Beasiswa pendidikan inklusif telah menjadi salah satu rekomendasi kebijakan yang terus disuarakan oleh pihak-pihak yang mendukung penyandang disabilitas. Hal ini sejalan dengan permasalahan pelaksanaan pendidikan inklusi yang masih menjadi tantangan besar di berbagai jenjang pendidikan. Pendidikan inklusi, yang pada dasarnya bertujuan memberikan hak pendidikan kepada semua anak dengan mempermudah akses, ternyata belum sepenuhnya menjangkau penyandang disabilitas di Indonesia. Di Daerah Istimewa Yogyakarta (DIY), misalnya, sekitar 1.400 anak berkebutuhan khusus pada 2018 diperkirakan belum mendapatkan pendidikan yang memadai. Salah satu alasan utamanya adalah keterbatasan finansial orang tua, meskipun anak tersebut memiliki disabilitas. Padahal, pendidikan inklusi merupakan bagian dari upaya mewujudkan keadilan sosial dan hak asasi manusia. Secara global, pendidikan inklusi telah menjadi fokus utama dalam Tujuan Pembangunan Berkelanjutan (SDGs), khususnya tujuan 4 yang menekankan pendidikan berkualitas bagi semua. Namun, di Indonesia, akses terhadap pendidikan inklusi masih jauh dari memadai. Oleh karena itu, salah satu bentuk pemerataan akses pendidikan inklusi yang sangat penting adalah pemberian beasiswa inklusi.

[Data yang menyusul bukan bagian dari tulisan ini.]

PR #510, opened 2020-04-13
Analtyics

MartijnDijkgraaf:
i'm only not quite comfortible with the way i made the uitoptions optional. But i didnt find a good way to mock it because the uioptions class in the configuration file.

I didn't want to extract it from the configuration file and make it an own class. because that would make the pull request too big.

Maybe another time

### DIFF
--- a/frontend/app/app.module.ts
+++ b/frontend/app/app.module.ts
@@ -16,7 +16,6 @@ import { RouterModule } from '@angular/router';
 import { AppComponent } from './app.component';
 
 import {
-    AnalyticsIdConfig,
     ApiUrlConfig,
     CurrencyConfig,
     DecimalSeparatorConfig,
@@ -58,10 +57,6 @@ export function configTitles() {
     return new TitlesConfig(undefined, 'Squidex Headless CMS');
 }
 
-export function configAnalyticsId() {
-    return new AnalyticsIdConfig('UA-99989790-2');
-}
-
 export function configDecimalSeparator() {
     return new DecimalSeparatorConfig('.');
 }
@@ -88,7 +83,6 @@ export function configCurrency() {
         AppComponent
     ],
     providers: [
-        { provide: AnalyticsIdConfig, useFactory: configAnalyticsId },
         { provide: ApiUrlConfig, useFactory: configApiUrl },
         { provide: CurrencyConfig, useFactory: configCurrency },
         { provide: DecimalSeparatorConfig, useFactory: configDecimalSeparator },
--- a/frontend/app/framework/services/analytics.service.ts
+++ b/frontend/app/framework/services/analytics.service.ts
@@ -23,15 +23,14 @@ export const AnalyticsServiceFactory = (uiOptions: UIOptions, router: Router, re
 @Injectable()
 export class AnalyticsService {
     private readonly gtag: any;
-    private readonly analyticsId: AnalyticsIdConfig;
+    private analyticsId: AnalyticsIdConfig;
 
-    constructor(private readonly uiOptions: UIOptions,
+    constructor(private readonly uiOptions?: UIOptions,
         private readonly router?: Router,
         private readonly resourceLoader?: ResourceLoaderService
     ) {
         window['dataLayer'] = window['dataLayer'] || [];
-        this.analyticsId = new AnalyticsIdConfig(this.uiOptions.get('google.analyticsId'));
-
+        this.setAnaltyicsId();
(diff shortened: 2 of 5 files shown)


frontend/app/framework/services/analytics.service.ts
```diff
@@ -12,37 +12,29 @@ import { NavigationEnd, Router } from '@angular/router';
...
+    private analyticsId: AnalyticsIdConfig;
 
-    constructor(analyticsId?: AnalyticsIdConfig, router?: Router, resourceLoader?: ResourceLoaderService) {
+    constructor(private readonly uiOptions?: UIOptions,
+        private readonly router?: Router,
+        private readonly resourceLoader?: ResourceLoaderService
+    ) {
         window['dataLayer'] = window['dataLayer'] || [];
-
+        this.setAnaltyicsId();
```
SebastianStehle, line 33: There is a spelling error.

frontend/app/framework/services/analytics.service.ts
```diff
@@ -53,4 +45,31 @@ export class AnalyticsService {
             value: value
         });
     }
+
+    private configureGtag() {
+        if (this.analyticsId && this.router && this.resourceLoader && window.location.hostname !== 'localhost' ) {
+
```
SebastianStehle, line 51: Can you just remove this line?

frontend/app/app.module.ts
```diff
@@ -16,7 +16,6 @@ import { RouterModule } from '@angular/router';
 import { AppComponent } from './app.component';
 
 import {
-    AnalyticsIdConfig,
```
SebastianStehle, line 19: Can you delete this class?

frontend/app/framework/services/analytics.service.ts
MartijnDijkgraaf: which line? I don't see any highlighted lines. But if you mean "`if (analyticsId && router && resourceLoader && window.location.hostname !== 'localhost') {`" and beneath. I didn't remove it, I just cut it up in separate functions.

frontend/app/app.module.ts
MartijnDijkgraaf: which line? I don't see any highlighted lines. But if you mean "`if (analyticsId && router && resourceLoader && window.location.hostname !== 'localhost') {`" and beneath. I didn't remove it, I just cut it up in separate functions.

frontend/app/framework/services/analytics.service.ts
MartijnDijkgraaf: which line? I don't see any highlighted lines. But if you mean "`if (analyticsId && router && resourceLoader && window.location.hostname !== 'localhost') {`" and beneath. I didn't remove it, I just cut it up in separate functions.

frontend/app/framework/services/analytics.service.ts
MartijnDijkgraaf: fixed it

frontend/app/app.module.ts
MartijnDijkgraaf: That class was only used in the configAnalyticsId function, which returned a AnalyticsConfig class. This functions was used in the providers. I removed that provider because we don't need to provide that to the analytics service. I now provide de UIOptions in the analytics services and initialise the AnalyticsConfig class from there.

I hope this makes sense.

MartijnDijkgraaf:
Im quite new to the GitHub reviewing and pull request system, so If somethings not alright please inform me about it.

frontend/app/framework/services/analytics.service.ts
SebastianStehle: The empty line after the if

frontend/app/app.module.ts
SebastianStehle: Yes, therefore we can delete AnalyticsIdConfig

MartijnDijkgraaf: yes, so its okay now? because the import is deleted? 

Or do you mean the whole class that is defined in configurations.ts? Because that class is still getting used.

SebastianStehle: But where do we use it? I think we should get rid of this class.

MartijnDijkgraaf: I use it in the analytics.service, but your right, we can get rid of it. It’s a little bit overkill to create a class just to hold a string.

I’ll fix it tomorrow.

Namun, beasiswa inklusi yang ada saat ini terbatas pada beberapa daerah di Indonesia, seperti di DIY yang difasilitasi oleh Pemerintah Daerah (Pemda). Di wilayah tersebut, siswa penyandang disabilitas yang bersekolah di sekolah inklusi dapat menerima beasiswa, sementara siswa di sekolah luar biasa (SLB) tidak dipungut biaya. Sebuah studi oleh Wasiati (2024) menunjukkan adanya penyuluhan tentang Penguatan Hak Atas Pendidikan yang Layak bagi Penyandang Disabilitas Penerima Program Keluarga Harapan (PKH). Dalam penyuluhan tersebut, seorang penerima manfaat PKH mengajukan pertanyaan mengenai akses beasiswa inklusi untuk anaknya yang bersekolah di sekolah inklusi di Kabupaten Sleman, namun jawabannya kurang memuaskan karena hanya menyarankan koordinasi dengan Dinas Pendidikan setempat.Â
Pertanyaan diajukan oleh seorang penerima manfaat Program Keluarga Harapan (PKH), "Anak saya penyandang disabilitas sekolah di sekolah inklusi di wilayah kabupaten Sleman. Di sekolah tersebut anak saya tidak mendapatkan beasiswa inklusi. Apa yang bisa dilakukan agar anak saya mendapatkan beasiswa inklusi?" Sayangnya, penyelenggara penyuluhan hanya mengusulkan agar Pengelola PKH Sedayu dapat berkoordinasi dengan Ranting Dinas Pendidikan Kapanewon Sedayu. Hal ini menunjukkan bahwa aksesibilitas beasiswa pendidikan inklusi masih terbatas, baik di kota-kota besar maupun di wilayah-wilayah 3T (tertinggal, terdepan, terluar).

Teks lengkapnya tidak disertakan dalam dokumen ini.